Niemand muss verzweifeln, wenn ihm das im Titel genannte Werk von Theodor Fontane unbekannt ist, vermutlich gehört es nicht einmal im unmittelbaren Weichbild des Theaterherzogs und seiner so oder so gearteten Nachfolger zum Stoff der höheren Schulklassen. Aus heutiger Sicht müsste man vielleicht sogar vermuten, dass es Köpfe geben könnte an verantwortlichen Stellen der einstigen Residenz, die Werke aus Zeitungen wie der „Kreuzzeitung“ verbannt sehen möchten wegen des jugendgefährdenden Potentials betont konservativen Schrifttums. Fontane musste, so wird es bisweilen freundlich ausgelegt, des lieben Geldes, des schnöden Mammons wegen für länger ein Blatt bedienen, dessen Geist ihm keineswegs fremd, auch nur unvertraut war, dem er aber nicht selbst huldigte. „Meiningen, 27. August“ stand also in der genannten „Kreuzzeitung“, die gar nicht „Kreuzzeitung“ hieß, sondern nur im gehobenen Volksmund so genannt wurde. Genauer genommen wurde sie auch offiziell so genannt, weil sie das Kreuz in der Mitte oben hatte, wo der eigentliche Titel, nämlich „Neue Preußische Zeitung“, für sie prangte. Die erschien ab 1848 mit wöchentlich zwölf Ausgaben, außer am Montag täglich einmal am Morgen, einmal am Abend. Wunderliche Zeit.

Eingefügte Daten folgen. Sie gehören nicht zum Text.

PR #5736, opened 2022-09-02
CBG-2315: Disallow changing scope after DB creation

markspolakovs:
CBG-2315

Validate that the `scopes` property of the DB config cannot be changed after initial creation.

## Pre-review checklist

- [x] `xattrs=true` https://jenkins.sgwdev.com/job/SyncGateway-Integration/755/
  * Likely flake.
- [x] `.*Collections.*` https://jenkins.sgwdev.com/job/SyncGateway-Integration/766/

### DIFF
--- a/rest/config.go
+++ b/rest/config.go
@@ -533,7 +533,7 @@ func (dbConfig *DbConfig) validatePersistentDbConfig() (errorMessages error) {
 }
 
 // validateConfigUpdate combines the results of validate and validateChanges.
-func (dbConfig *DbConfig) validateConfigUpdate(ctx context.Context, old *db.DatabaseContext, validateOIDCConfig bool) error {
+func (dbConfig *DbConfig) validateConfigUpdate(ctx context.Context, old DbConfig, validateOIDCConfig bool) error {
 	err := dbConfig.validate(ctx, validateOIDCConfig)
 	var multiErr *base.MultiError
 	if !errors.As(err, &multiErr) {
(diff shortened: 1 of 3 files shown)


rest/config.go
```diff
@@ -532,6 +532,39 @@ func (dbConfig *DbConfig) validatePersistentDbConfig() (errorMessages error) {
...
+	if !errors.As(err, &multiErr) {
+		multiErr = multiErr.Append(err)
+	}
+	multiErr = multiErr.Append(dbConfig.validateChanges(ctx, old))
+	return multiErr.ErrorOrNil()
+}
+
+// validateChanges compares the current DbConfig with the "old" config, and returns an error if any disallowed changes
+// are attempted.
+func (dbConfig *DbConfig) validateChanges(ctx context.Context, old *db.DatabaseContext) error {
```
markspolakovs: I'm not sure about this accepting a `*DatabaseContext` - ideally it'd keep around a reference to the old `DbConfig` but that may require a more extensive refactor.

rest/config.go
```diff
@@ -532,6 +532,39 @@ func (dbConfig *DbConfig) validatePersistentDbConfig() (errorMessages error) {
...
+			newScope = name
+		}
+		for name := range old.Scopes {
+			oldScope = name
+		}
+		if newScope != oldScope {
+			return fmt.Errorf("cannot change scopes after database creation")
+		}
+	}
+	return nil
```
bbrks: Would be nice if we can use logic that doesn't bake-in assumptions about what's a valid scope count. If we have two sets of different scopes but the last items in each happen to match, then this logic would incorrectly "pass".

bbrks (changes requested):

bbrks (approved):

Seinen Job bei der „Neuen Preußischen Zeitung“ trat Fontane am 1. Juli 1860 an, am 20. April 1870 kündigte er nach Auseinandersetzung mit dem Chefredakteur. Wie in solchen Fälle nicht selten, hat den Chefredakteur längst die vollständige Vergessenheit ereilt, während der Redakteur 200 Jahre nach seiner Geburt ein ganzes Fontane-Jahr auslöst: allein mit den 2018 und 2019 neu erschienenen Biographien kann man den Rücksitz eines Kleinwagens füllen. Ob sie den Eisenbahnwaggon voll älterer Fontane-Literatur ersetzen, bezweifle ich, ohne noch eine neue Zeile daraus gelesen zu haben. Man kennt das Verfahren: Wenn der 200. Geburtstag tatsächlich da ist, am 30. Dezember, ist medial das Ereignis bis zur Erschöpfung ausgelutscht, in Redaktionskonferenzen nennt man das so. Jedes jetzt noch erscheinende neue Fontane-Buch würde Kopfschütteln über den Erzamateur von Autor, den Erzamateur von Verlag auslösen. „Meiningen, 27. August“ erschien am 1. September 1867 in der Beilage des gern ultrakonservativ genannten Blattes, es war der erste Teil einer zweiteiligen Beitragsfolge „Aus Thüringen“, der zweite Teil kam 14 Tage später unter die Leute. In dem ging es um Kissingen, heute Bad Kissingen, nicht ganz Thüringen, aber für Berlin doch fast.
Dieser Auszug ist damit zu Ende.